Get out your trusty dry rub and apply a generous amount to the outside of the chicken, massaging it into crevices and making sure it is applied evenly.
You will need one beer can per chicken. On the tail end cavity shove the beer can up it's butt. Yeah, you heard me. Make sure you're grill is on even ground, so that the chicken will balance better. Place chickens carefully on the middle of the grill in between the hot spots.Ok, now that the chickens are on the grill just let them be!!! You've heard that saying "If you are a-lookin', it ain't cookin'!!!"
If the bottom of the chicken is looking kinda charred, you can move it up on the grill, or just farther away from the heat. Close the lid of the grill with some ventilation to cook internally. Check on it periodicaly, adding coals only if necessary as this chicken benefits from low, slow cooking. Depending on the amount of heat and the grill you have, it will take an hour and half to two hours to fully cook the chicken. Make sure to check the temperature in the thickest part of the thigh, it should read 160 degrees F if it's done. When it's done, transfer to cutting board or even better, an aluminum pan and cover with tin foil for 15 to 20 minutes. This is to allow the juices to reabsorb into the meat. Carve into 8 pieces and serve. It's a crowd pleaser, and is fun to make. Trust me.
STUFFED BACON WRAPPED JALAPENOS:
Hey, if you can't handle the heat, you don't deserve this tasty treat. So you like jalapeno poppers, right? Of course you do, I know you. Cheese and jalapenos. YUM. So, it's like that but stuff the WHOLE THING, (in this picture I stuffed them with Goat Cheese and a little smoked provolone, but have done carne asada and jack cheese- there are no limits to what you can stuff these with) and then WRAP THEM IN BACON. Woah. Magic. These went super fast. And people's eyes were tearing up because sometimes you get an extra hot one. Keep some milk around in case someone is sensitive. Anyways, I digress. Here's the recipe, which I have to give credit to my friend Scotty for coming up with-pure genius I have to say. We decided to get married, I believe, when he came to a bbq with some of these stuffed with roasted chicken and two kinds of cheese.

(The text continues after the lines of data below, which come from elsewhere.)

PR #409, opened 2017-07-24
Ignore temp server files

bengadbois:


.gitignore
```diff
@@ -4,3 +4,4 @@ node_modules
 npm-debug.log
 server/db
 server/assets/*.map
+server/temp
```
Soullivaneuh: Should be `/server/temp`.

Otherwise, it will ignore every `server/temp` files/folder on the project.

It should be the same for the rest of the file BTW.

jfurrow: You're right, using full paths would be safer.

jfurrow: https://github.com/jfurrow/flood/pull/418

LOVE YOU!!!
Makes: 12 Jalapenos
1 Log Goat Cheese4 oz smoked provolone (or whatever you want to stuff it with, seriously-try shredded pork, chicken with cheese, crab and bechamel, shrimp, etc)
12 thin slices Applewood Smoked Bacon
1)Cut all jalapenos down the sides lengthwise leaving the top of the jalapeno entact. Gently squeeze them open and with a regular teaspoon scoop out all the seeds, being careful not to split the jalapeno apart.

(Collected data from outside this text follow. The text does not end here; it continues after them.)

PR #410, opened 2017-07-25
Add HTTP2 support to server

bengadbois:
I'm not sure if this is the best way to do it, basically just switched out the express server. It loads everything (html, js, all the assets) as http2.

Page loads don't _feel_ any faster, but the header compression and http2 server push is happening, so it should be slightly faster on slow connections.

### DIFF
--- a/package.json
+++ b/package.json
@@ -36,6 +36,7 @@
     "pug": "^2.0.0-beta3",
     "rimraf": "^2.6.1",
     "serve-favicon": "^2.3.0",
+    "spdy": "^3.4.7",
     "xmlrpc": "^1.3.0"
   },
   "devDependencies": {
--- a/server/bin/www
+++ b/server/bin/www
@@ -32,7 +32,7 @@ if (config.ssl) {
     return;
   }
 
-  server = require('https').createServer({
+  server = require('spdy').createServer({
     key: fs.readFileSync(config.sslKey),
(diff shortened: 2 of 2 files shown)


jfurrow:
Thanks for the PR!

Let's make this configurable by adding an option in `config.template.js` (something like `useHTTP2`). Then we can default to `https` but use `spdy` if the configuration is present.

bengadbois:
@jfurrow is there any reason someone would use `https` over `spdy`? The `spdy` module will gracefully fallback to HTTPS 1.1 in the cases that HTTP/2 or SPDY isn't supported by a browser (or something proxying in front).

jfurrow:
@bengadbois Oh cool, I didn't know that. I honestly don't know much about HTTP2 or SPDY.

Anyway, the package seems well supported, but this isn't working for me... the server just never responds. Do I need to generate the certificate in a special way?

bengadbois:
I didn't need to, just an npm install and flood restart. So the flood server never responds to any HTTPS requests then (HTTP/2 only works with HTTPS)? Are you hitting it directly or proxying with something?

For me the same cert file, same port, nothing changed `config.json`, all worked the first time.

jfurrow:
Alright, yeah I tried this again and it's working as expected, I'm not sure what happened earlier but let's ship it 🚢 ! Thanks for the PR

PR #417, opened 2017-08-04
Improve development & build process

jfurrow:
This PR uses the development & build tools from [create-react-app](https://github.com/facebookincubator/create-react-app). It provides a much nicer development experience and a simpler build process than Flood had before.

The biggest impact to users of Flood is that you'll have to build static assets locally on your machine. I'm sure some people will be upset about this, but it's for the best. ❤️

I'm considering this a WIP until I have time to test it more thoroughly.

Things to note:
* Users need to build their own assets by running `npm run build`. I foresee some problems with dev dependencies not installing properly, which sucks, but we'll work through it. A good Dockerfile would fix this.
* npm scripts have changed. The old ones still exist, but display a deprecation warning.
* npm version 5+ should be used to take advantage of npm's new `package-lock.json`.

Still to do...
- [x] Bring back `favicon` & `manifest.json`, I lost them along the way :(
- [x] Test some things
- [x] Look for unused & outdated dependencies


jfurrow:
Finally going to pull the trigger on this...

PR #26, opened 2020-04-22
Fix validation on provided case max date.

axmb:


axmb:
FYI, @khmoran @attwad

data-serving/data-service/src/model/case.ts
```diff
@@ -18,7 +18,7 @@ const caseSchema = new mongoose.Schema({
     date: {
         type: Date,
         min: '2019-11-01',
-        max: '2020-04-21',
+        max: Date.now,
```
attwad, line 21: How is that better? Shouldn't max be a later date like in 2030 or something?

attwad: Ah nm got it

PR #27, opened 2020-04-22
Wire the remainder of the data-service case API to DB

axmb:


data-serving/data-service/src/controllers/case.ts
```diff
@@ -7,8 +7,13 @@ import { Case, validOutcomes } from '../model/case';
  *
  * Handles HTTP GET /cases/:id.
  */
-export const get = (req: Request, res: Response): void => {
-    res.send(`Triggered get case with ID ${req.params.id}.`);
+export const get = async (req: Request, res: Response): Promise<void> => {
+    const c = await Case.findById(req.params.id);
+    if (!c) {
+        res.status(404).send('Case with provided ID not found.');
```
attwad, line 13: nit but do we want to echo the id in the response to help debug issues?

data-serving/data-service/test/case.test.ts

2)Mix the filling and stuff it into the cavity of the jalapeno. Squeeze it shut.
3) Take your slice of bacon and starting at the top of the jalapeno, wrap it around, angling it down towards the bottom. Take the extra bacon at the bottom (and you WILL have some) and pull it up over the stem on the top of the jalapeno. This is how you fasten the bacon onto the jalapeno so you don't need skewers.
4) I usually lay down aluminum foil on the grill, but since there was so much bacon, the fat started dripping into the fire and cause it to flare up and almost burned Greg's face off. Not recommended. What I DO recommend is cooking them in a recyclable aluminum tray. Just until your bacon is that perfect golden brown color. Careful, the inside of the jalapeno is going to be SUPER hot so wait a few minutes after it's done to let it cool a bit. Don't want any lawsuits. Can you do this in your house? OF COURSE! Saute them in a pan silly. Still works.